Ich habe mich schon seit einer Woche so darauf gefreut: Es ist wieder der 10. Des Monats und das bedeutet, dass auf Inas Blog das ‚Let’s Cook Together‘ veranstaltet wird!




Wie ihr der Überschrift unschwer entnehmen könnt, geht es diesen Monat um Kürbis Rezepte. Als ich das gelesen habe, dachte ich sofort an das Kürbis Risotto meiner Mama. Zum Glück habe ich mein Familienkochbuch mit genommen nach Frankreich!  Es war allerdings ein kleines Abendteuer nach Rezept zu kochen ohne Waage oder Messbecher. Aber zum Glück ist es mir super gut gelungen!
Dieses Rezept ist super geeignet für Leute, die noch nie Kürbis probiert haben und sich langsam daran heran tasten möchten!  Es ist super lecker aber nicht zu Kürbis-lastig!
So, bevor ich nun mit dem Rezept loslege möchte ich noch eines loswerden: Ich hasse Kürbis schneiden und habe jedes Mal so Angst um meine Finger! Keine Sorge, es sind noch alle dran! Und ich finde es so anstrengend  den Kürbis zu schälen! Aber es schmeckt so gut, und leckeres Essen geht eindeutig über Anstrengung!
Es ist kein schweres Rezept, aber wer Risotto schon einmal gemacht hat, weiß dass man ein bisschen Geduld aufbringen muss am Herd.


Zutaten
500g Kürbisfleisch (Hokaido in meinem Fall)
1 l Brühe
1 Zwiebel
350g Risotto-Reis
100 ml Weißwein (natürlich Bordeaux für mich!)
100 ml Sahne
100 g geraspelter Käse


♥ Und nun, wird als erstes dem Kürbis der Krieg erklärt. Er muss halbiert werden, die Kerne müssen raus, er muss geschält werden und dann in Würfel zerkleinert werden. Ich sage nur: Viel Spaß! Wenn das geschafft ist, dann wird es nur noch einfacher.
♥ Nun wird die Brühe zum kochen gebracht und dann gibt man die Kürbiswürfel hinein. Das muss nun 15 Minuten kochen, bis der Kürbis schön weich ist, so dass man ihn kleinstampfen kann (z.B. mit einem Kartoffelstampfer).

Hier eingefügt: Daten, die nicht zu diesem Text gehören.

Issue #2243, opened 2024-01-31
Add link to `ui.tab` to direct user to external URL when clicked on


nipunchamikara:
#### Is your feature request related to a problem? Please describe

I have a bunch of tabs which I use for navigation. I want the last one to link to documentation which is an external URL. However, I don't see a way to open an external URL using a tab.

#### Describe the solution you'd like

Ideally, the ability to specify an external URL in the tab, maybe a property called `link` just like a button.

#### Describe alternatives you've considered

For now, external URLs were opened by setting inline script to `f'window.open("{external_url}");'`. However, this is not ideal since the page has to be re-rendered. Do mention if there are any _more elegant_ solutions to this.

rutujmirzapure:
Introduce a link property in ui.tab, similar to ui.button. When provided, the link property would override the tab's default behavior and redirect users to the specified URL. If not provided, the tab functions as it currently does, emitting an event to the backend.
`from h2o_wave import main, app, Q, ui

@app('/')
async def serve(q: Q):
    if not q.client.initialized:
        # Example usage of the proposed 'link' property in ui.tab
        q.page['tabs'] = ui.tab_card(
            box='1 1 4 1',
            items=[
                ui.tab(name='home', label='Home'),  # Regular tab
                ui.tab(name='about', label='About'),  # Regular tab
                ui.tab(name='documentation', label='Documentation', link='https://wave.h2o.ai')  # Tab with external link
            ]
        )
        q.page['content'] = ui.markdown_card(
            box='1 2 4 4',
            title='Welcome',
            content='Select a tab to navigate.'
        )
        q.client.initialized = True

    # Backend logic for tabs that do not use the 'link' property
    if q.args.home:
        q.page['content'].content = 'You are on the Home tab.'
    elif q.args.about:
        q.page['content'].content = 'You are on the About tab.'

    await q.page.save()
`


It will Simplifies navigation to external URLs without the need for custom scripts.Enhances the flexibility and usability of the ui.tab component.Reduces re-rendering overhead for static external links.

If this feature is not immediately available, users can achieve similar behavior with ui.inline_script:

`q.page['script'] = ui.inline_script("""
    document.querySelector('[data-tab-name="documentation"]').addEventListener('click', () => {
        window.open('https://wave.h2o.ai', '_blank');
    });
""")
`

PR #2501, opened 2026-08-20
feat: Add external links to tabs #2243

himaSH97:

### DIFF
--- a/ui/src/tab.test.tsx
+++ b/ui/src/tab.test.tsx
@@ -39,6 +39,9 @@ describe('Tab.tsx', () => {
     wave.args[name] = null
     jest.clearAllMocks()
   })
+  afterEach(() => {
+    jest.restoreAllMocks()
+  })
 
   it('Renders data-test attr', () => {
     const { queryByTestId } = render(<View {...getProps()} />)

♥ Parallel kann man die Zwiebel klein schneiden und in einem größeren Topf andünsten. Dazu wird dann der Reis gegeben und ein bisschen Salz und Muskat. Gut verrühren und den Wein ebenfalls zugeben.
♥ Wenn der Wein eingekocht ist  kommt der Geduld Teil. Nun gibt man nacheinander je einen Schöpflöffel der Kürbis brühe dazu und wartet bis der Reis die Flüssigkeit aufgenommen hat. Immer wieder umrühren und einen weiteren Löffel dazu geben. Das muss man solange machen bis die Brühe komplett im Reis ist.
♥ Nun nur noch den Käse und die Sahne untermischen, et voila!


Von mir gibt es ein dickes Bon Appetit und bis bald!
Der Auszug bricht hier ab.